I defined a 12-dimensional bounded polytope in polymake via a list of inequalities, then I extracted its integer hull, and then I computed the product of the number of vertices and the number of facets. I obtain a numerical value, but before that, I get three warnings that I don't understand. My code and the warnings are below. What do the warnings mean? And more importantly, can I trust the numerical result? Thanks in advance!

Code:
$a= new Polytope(INEQUALITIES=>[ "some inequalities" ]);$b =$a-> LATTICE_POINTS;$b= new Polytope(POINTS=>$b);$n=($b-> N_VERTICES)*($b-> N_FACETS);
print \$n;

Warnings:
WARNING: rule latte.integer_points: N_LATTICE_POINTS : CONE_AMBIENT_DIM , VERTICES failed: can't parse output from LattE's 'count'
polymake: WARNING: rule latte.integer_points: N_LATTICE_POINTS : CONE_AMBIENT_DIM, CONE_DIM, FACETS | INEQUALITIES failed: can't parse output from LattE's 'count'
polymake: WARNING: rule latte.ehrhartpoly: LATTICE, EHRHART_POLYNOMIAL_COEFF : CONE_AMBIENT_DIM, FACETS | INEQUALITIES failed: could not parse output from latte at /usr/share/polymake/apps/polytope/rules/latte.rules line 231.

gawrilow
Main Author
Posts: 331
Joined: 25 Dec 2010, 17:40

### Re: Warnings computing number of vertices and facets of polytope

The reason for the warning could be either that the program 'count' is suddenly missing on your computer despite earlier successful configuration of latte.rules, or that some dependency of it is missing, in particular it needs some binaries from the cdd-test package.
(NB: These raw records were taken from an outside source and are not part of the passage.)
PR #1372, opened 2026-07-01
SecOps - 41200 - Microsoft Sentinel is enabled on every Log Analytics workspace used for security monitoring

aahmed-spec:
Added SecOps Pillar


alexandair (approved):
LGTM

PR #1384, opened 2026-07-02
Group Membership Resolution - Increased pagesize

FriedrichWeinmann:
Resolving members for large groups does not, after all, have to take half an hour.
Updated page-size from default to maximum


astaykov (approved):
LGTM

PR #1385, opened 2026-07-03
SecOps 41053 - Network protection is enabled in block mode

ashwinikarke:


src/powershell/tests/Test-Assessment.41053.ps1
```diff
@@ -0,0 +1,136 @@
...
+    Workshop Task: SECOPS-053
+    Pillar: SecOps
+    Category: Endpoint threat protection
+    Required permission: SecurityEvents.Read.All
+#>
+
+function Test-Assessment-41053 {
+    [ZtTest(
+        Category = 'Endpoint threat protection',
+        CompatibleLicense = ('WINDEFATP'),
```
alexandair: **License value inconsistency with a near-identical sibling test (41060).**

`ATA` was team-confirmed (@astaykov knows more about it) as the correct `CompatibleLicense` for MDATP/Defender-for-Endpoint Secure Score checks (used in Test-Assessment.41060.ps1, which follows the exact same `secureScoreControlProfiles`/`MDATP` pattern). `WINDEFATP` appears nowhere else in the codebase. The code correctly matches its own spec, but this may indicate the **spec** itself has a license-value error worth double-checking with the author, since 41053 and 41060 are both MDATP-based Secure Score checks that would normally share the same license gate.

alexandair (changes requested):

alexandair (approved):
LGTM

PR #1386, opened 2026-07-06
Implement 41032 (https://github.com/microsoft/ztspecs/issues/857)

astaykov:
Note: intentionally not included Graph queries: as per spec they are optional and do not influence the result of the check. Only bring additional information. Given the current performance issues, decided to not implement optional queries.

### DIFF
--- a/src/powershell/tests/Test-Assessment.41032.ps1
+++ b/src/powershell/tests/Test-Assessment.41032.ps1
@@ -40,7 +40,6 @@ function Test-Assessment-41032 {
     $params = @{
         TestId = '41032'
         Title  = 'Safe Links policies in Microsoft Defender for Office 365 are configured to scan and block malicious URLs'
-        Status = $false
     }
 
     #region Data Collection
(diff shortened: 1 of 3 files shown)


src/powershell/tests/Test-Assessment.41032.ps1
```diff
@@ -0,0 +1,270 @@
...
+    )]
+    [CmdletBinding()]
+    param()
+
+    # Invariant result metadata — TestId and Title are defined once here. Each return path only sets
+    # the varying fields (Status, Result, and optionally CustomStatus) before Add-ZtTestResultDetail.
+    $params = @{
+        TestId = '41032'
+        Title  = 'Safe Links policies in Microsoft Defender for Office 365 are configured to scan and block malicious URLs'
+        Status = $false
```
alexandair: All four `Add-ZtTestResultDetail` calls explicitly set `$params.Status` before use, so the initial `Status = $false` in this hash table is redundant.

alexandair (changes requested):

alexandair (approved):
LGTM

To find out the exact reason, you can start polymake with -dd option and repeat your input. It will show you what exactly it attempts to start and also preserve the temporary input files so that you can run 'count' manually and watch for its diagnostic. Finally, polymake will show you the eventually successful rule providing the number of lattice points, supposedly it will be a normaliz function. I reckon, you can trust its results.